I had looked upon the distorted, brutal face of a fiend, and it terrified me.

"I had looked upon the distorted, brutal face of a fiend, and it terrified me."

      I have made it an invariable practice, when I turn my back upon the office at four o'clock in the afternoon, not to think of business again until I return the following morning, and when at work to forget everything else. But that day my mind would hark back to Martini, hounded to his death; and to young La Rue, cut off in an instant. With a start I would come back to the murder that was yet to be. In the press of business I did forget for awhile, but when office hours were over the worries came back again. I left the office, vowing that I would fight it out by myself; but when I got as far as the elevator I turned back, went to the telephone, and rang up Dr. Stone.

      "Hello, Toby! What's the trouble?"

      "Nothing new?" I asked.

      "Yes, missed it by six and three-quarter inches; an awful disappointment," he said in a rueful voice.

      "Eh! Missed what?" I inquired.

      "Why, the long distance cast, of course. But I took the trophy for the delicacy cast, though."

      "Oh!" I replied, in a disappointed tone.

      "Won't you come out and see the new one I'm making? It's a beauty. I know you'll like it."

      A little later I found myself in the big office building on Sutter Street. His elegantly furnished waiting-room was deserted.

      "Name, sir?" said a boy, bobbing up from somewhere. "Oh, yes, come right in, sir," he said after a glance at my card, and threw wide a door.

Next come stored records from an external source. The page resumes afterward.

PR #2837, opened 2021-11-25
test(DatePicker): Fix Cypress border assertions in Firefox

### LINKED ISSUE #2809: Firefox `DatePicker` error-less expected behaviour differs from Chrome in Cypress tests
Run Cypress DatePicker e2e test suite.

Browser behaviour is inconsistent (this may just be a browser quirk).

- Chrome: sets the outer wrapper border (assumed to be because of focus state) to `ColorAction600`.

- Firefox: does not set any outer wrapper border (assumed lack of focus state).

jpveooys:
## Related issue

Resolves #2809

## Overview

Update the Cypress border assertions for DatePicker and DatePickerE to work in both Firefox and Chrome.

## Reason

CSS assertions on the `border` shorthand property aren't supported in Firefox. Assertions on the constituent components have to be done instead (`border-top-color`, `border-right-color` etc.) (which works in Chrome as well).

## Work carried out

- [x] Add custom Cypress Chai assertion for border styles
- [x] Update DatePicker and DatePickerE Cypress tests

## Developer notes

I added a custom Chai assertion to do these kind of assertions more easily.

### DIFF
--- a/packages/react-component-library/cypress/specs/DatePicker/index.spec.ts
+++ b/packages/react-component-library/cypress/specs/DatePicker/index.spec.ts
@@ -1,10 +1,6 @@
 import { describe, cy, it, before } from 'local-cypress'
 import { addDays, startOfMonth, format } from 'date-fns'
-import {
-  ColorAction600,
-  ColorNeutral200,
-  ColorDanger600,
-} from '@defencedigital/design-tokens'
+import { ColorAction600, ColorNeutral200 } from '@defencedigital/design-tokens'
 
 import { DATE_FORMAT } from '../../../src/constants'
 import { hexToRgb } from '../../helpers'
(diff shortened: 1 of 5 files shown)


packages/react-component-library/cypress/specs/DatePicker/index.spec.ts
```diff
@@ -39,25 +35,13 @@ describe('DatePicker', () => {
...
 
-      it('should not be in an error state', { browser: '!firefox' }, () => {
+      it('should not be in an error state', () => {
         cy.get(selectors.datePicker.outerWrapper).should(
-          'have.css',
-          'border',
-          `1px solid ${hexToRgb(ColorNeutral200)}`
+          'has.border',
+          'color',
+          hexToRgb(ColorNeutral200)
```
jpveooys, line 42: I've only done assertions on the border colour as that seems like the relevant thing here.

thyhjwb6 (approved):
👍

m7kvqbe1 (approved):

Issue #2761, opened 2021-10-29
Review the need for font breakpoints and remove if not needed


k9dh3zij:
See video example below. When changing viewport size, buttons move about slightly. 

From @jpveooys:

There's a bit of logic in what's called the GlobalStyleProvider that makes small tweaks to the font size depending on the viewport width:
https://github.com/defencedigital/mod-uk-design-system/blob/master/packages/design-tokens/src/tokens/light/breakpoints.json

I agree it's odd (we turned it off in MSP). It's not something visible in Storybook as I don't think the GlobalStyleProvider is loaded there.

This was annoying as different people can be looking at slightly different things, and the modals get taller as the browser gets wider.

https://user-images.githubusercontent.com/73531035/139437276-ca47dba0-1dc1-4f0a-8eae-195820246d86.mov

jpveooys:
@k9dh3zij Just updated the title to be a bit more specific as GlobalStyleProvider does other stuff as well :slightly_smiling_face:

PR #2841, opened 2021-11-26
feat(DatePickerE): Initial updates based on v3 design spec

### LINKED ISSUE #2439: Initial iteration of `DatePickerE`
[Design spec](https://docs.google.com/document/d/1MJlbdqhxQvt5qGn87Ubs2_OZUusdIgHwdV8NEofAMqQ/edit#heading=h.39kk8xu)

## Tasks 

- [x] Copy existing component
- [x] Remove deprecated features
- [x] Update styling of input
- [x] Update styling of calendar body
- [x] Add selection shading on hover for date ranges
- [x] Integrate with floating box component
- [x] Update styling and positioning of floating box
- [x] Update placeholder and automatic opening behaviour
- [x] Reopen on correct date

jpveooys:
## Related issue

Resolves #2439

## Overview

This makes various updates to the DatePickerE component based on the v3 design spec.

## Link to preview

- [Storybook](https://5e25c277526d380020b5e418-bwgmozgpbk.chromatic.com/?path=/docs/date-picker-experimental--custom-format)

- [Non-Storybook example](https://red-playground.netlify.app/)
  (base font size overridden to 100% due to #2761)

## Reason

Incremental work towards the v3 release.

## Work carried out

- [x] Update the styling of the input control
- [x] Update the styling of the day picker
- [x] Update the styling and positioning of the floating box
- [x] Remove `isValid` prop
- [x] Append date format to label automatically
- [x] Reuse partials from TextInputE
- [x] Add hover shading for intermediate dates in range mode
- [x] Update placeholder and automatic opening behaviour

### Single date

date-picker-e-single

### Range

date-picker-e-range

## Developer notes

Does not include:

- updated typing behaviour for single date mode
- typing and input date highlighting for range date picker
- time and period selection
- clear button
- month and year buttons
- #2863
- #2864


packages/react-component-library/src/components/DatePickerE/DatePickerE.tsx
```diff
@@ -153,20 +161,20 @@ export const DatePickerE: React.FC<DatePickerEProps> = ({
       >
         <StyledOuterWrapper
           data-testid="datepicker-outer-wrapper"
-          $hasFocus={open}
+          $hasFocus={hasFocus && !hasError}
```
jpveooys, line 182: The `&& !hasError` is temporary here to preserve the existing behaviour (which is covered by tests). It will be reviewed as part of #2863.

packages/react-component-library/src/components/DatePickerE/partials/StyledFloatingBox.tsx
```diff
@@ -0,0 +1,23 @@
+import { selectors } from '@defencedigital/design-tokens'
+import styled from 'styled-components'
+
+import { FloatingBox } from '../../../primitives'
+import { StyledArrow } from '../../../primitives/FloatingBox/partials/StyledArrow'
+import { StyledContent } from '../../../primitives/FloatingBox/partials/StyledContent'
+
+const { color } = selectors
+
+export const StyledFloatingBox = styled(FloatingBox)`
```
jpveooys, line 10: I've left these as overrides for now as it's not yet clear if these will be directly applicable anywhere else.

jpveooys:
@k9dh3zij I've added the outer shadow to the calendar sheet. Please have a look if it's as intended, as how it looks will depend on the origin (in relation to the other borders and shadows).

k9dh3zij:
Thanks @jpveooys loving this! Feedback:

**Visual**

- The button looks slightly squashed - should be consistent with other components:
image

- When filled, the input label should be 2px higher and  the user input should be 1px higher. Please note: I think this needs to change across all experimental inputs - not sure if I missed it in previous PRs or if something changed, sorry
Visual comparison with design:
image

- As already discussed, missing Sheet drop shadow


**Keyboard controls** 

- When opening the Sheet, can we move focus to the currently selected date? (as in https://www.w3.org/TR/wai-aria-practices/examples/dialog-modal/datepicker-dialog.html)

- When closing the Sheet, can we return focus to the button? (as in the W3 example)

- Range date picker: when using the keyboard to select the end-date, the visual highlight between start date and currently focused end date doesn't work
image

- Can we make it so that the Sheet contains its own tab sequence. (Tab and Shift + Tab do not move focus outside the dialog)
- Further to the above, can we add Esc as a shortcut to close the Sheet please? 

That's all for now, I think 😅  Thanks!

packages/react-component-library/src/components/DatePickerE/DatePickerE.tsx
```diff
@@ -199,16 +216,17 @@ export const DatePickerE: React.FC<DatePickerEProps> = ({
...
             ref={inputButtonRef}
             type="button"
-            onClick={open ? handleOnClose : handleOnFocus}
+            onClick={open ? handleOnClose : handleOnOpen}
             disabled={isDisabled}
             data-testid="datepicker-input-button"
           >
-            <StyledSeparator />
-            <DropdownIndicatorIcon isOpen={open} />
+            <StyledIconCalendarWrapper>
```
jpveooys: Just noticed `StyledIconCalendarWrapper` is misnamed – will rename to `StyledIconEventWrapper`.

jpveooys:
@k9dh3zij 

I've made updates to address those except for the following two:

> When opening the Sheet, can we move focus to the currently selected date? (as in https://www.w3.org/TR/wai-aria-practices/examples/dialog-modal/datepicker-dialog.html)

There was an issue already open in the underlying library we're using (react-day-picker) regarding this. I've created a separate issue #2871 at our end with more info and responded to the issue in the underlying library.

> Can we make it so that the Sheet contains its own tab sequence. (Tab and Shift + Tab do not move focus outside the dialog)

I found a library that will add this behaviour (called a 'focus trap'). However, it has a bug where the tab key stops functioning when dates after the first of the month are focused, so I've left that change out and created a separate issue (#2870). I also need to report the bug upstream.

Regarding:

> Range date picker: when using the keyboard to select the end-date, the visual highlight between start date and currently focused end date doesn't work

I've added this but note it's not possible at the moment to clear that highlight when tabbing away with react-day-picker v7 (it will be with v8 which is currently in beta). (Have created a separate issue for this as well: #2872.)

I also updated the border radius of the sheet and the hover/pressed/focus styles of the next and previous month buttons, as they seemed wrong before to me. Have another look at those if you can :slightly_smiling_face:

packages/react-component-library/src/components/DatePickerE/DatePickerE.test.tsx
```diff
@@ -605,6 +605,32 @@ describe('DatePickerE', () => {
       expect(wrapper.getByText('December 2019')).toBeInTheDocument()
     })
 
+    describe.each([
```
thyhjwb6, line 608: 👌

thyhjwb6 (commented):
Looks good 👍

m7kvqbe1:
Are the disabled state styles correct (currently the picker button is blue and clickable):

Screenshot 2021-12-06 at 14 38 39

packages/react-component-library/src/components/DatePickerE/DatePickerE.tsx
```diff
@@ -1,28 +1,41 @@
...
+import { useFocus } from '../../hooks/useFocus'
+import { useRangeHoverOrFocusDate } from './useRangeHoverOrFocusDate'
 import { useSelection } from './useSelection'
+import { useStatefulRef } from '../../hooks/useStatefulRef'
+import { WEEKDAY_TITLES } from './constants'
+
+declare module 'react-day-picker' {
+  // eslint-disable-next-line no-shadow
+  interface DayPickerProps {
+    // This prop is currently missing from the react-day-picker types
```
m7kvqbe1, line 31: 😭

packages/react-component-library/src/components/TextInputE/TextInputE.test.tsx
```diff
@@ -41,7 +41,7 @@ describe('TextInputE', () => {
     it('should apply the `$hasContent` style rule to label', () => {
       expect(wrapper.getByTestId('text-input-label')).toHaveStyleRule(
         'transform',
-        'translate(11px,8px) scale(0.75)'
+        'translate(11px,6px) scale(0.75)'
```
m7kvqbe1, line 44: Missing whitespace after comma

m7kvqbe1 (changes requested):
LGTM - just a couple of tiny comments

packages/react-component-library/src/components/TextInputE/TextInputE.test.tsx
jpveooys: This one's a test – it comes through like that (from jsdom or whatever is normalising it...)

packages/react-component-library/src/components/DatePickerE/DatePickerE.tsx
jpveooys: Have reported it: https://github.com/gpbl/react-day-picker/issues/1317

It is already fixed for react-day-picker v8 though (in beta at the moment).

jpveooys:
> Are the disabled state styles correct (currently the picker button is blue and clickable):

Good spot! Have updated those.

m7kvqbe1 (approved):
👍

k9dh3zij:
Thanks for the updates @jpveooys looking great!

As discussed, something that we can look to improve when the react-day-picker library allows it, please:

- Disabled dates shouldn't get focus. Therefore, the state shown here should not be possible:
image

Big 👍 from me on this! :)

jpveooys:
Thanks @k9dh3zij !

It looks like that's covered by https://github.com/gpbl/react-day-picker/issues/1320 which was coincidentally opened 30 minutes ago :smile:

      There sat Dr. Stone in his operating-room, coatless, with a slender stick in one hand and a piece of glass in the other. Sticks and shavings and spools of silk were scattered over the operating-table and on the floor.

      "Making my own rod this time," he said briskly. Got to do something to keep myself occupied, you know. Sit down."

      "Surprised to find me doing such things, aren't you?" he asked.

      "I shouldn't think you'd have time," I answered.

      "Time?" he laughed, with a little shrug of the shoulders. "Time to burn. Why, Toby, there isn't a patient comes to bother me half a dozen times a month. That's the worst of having such a lot of money, you see," he complained.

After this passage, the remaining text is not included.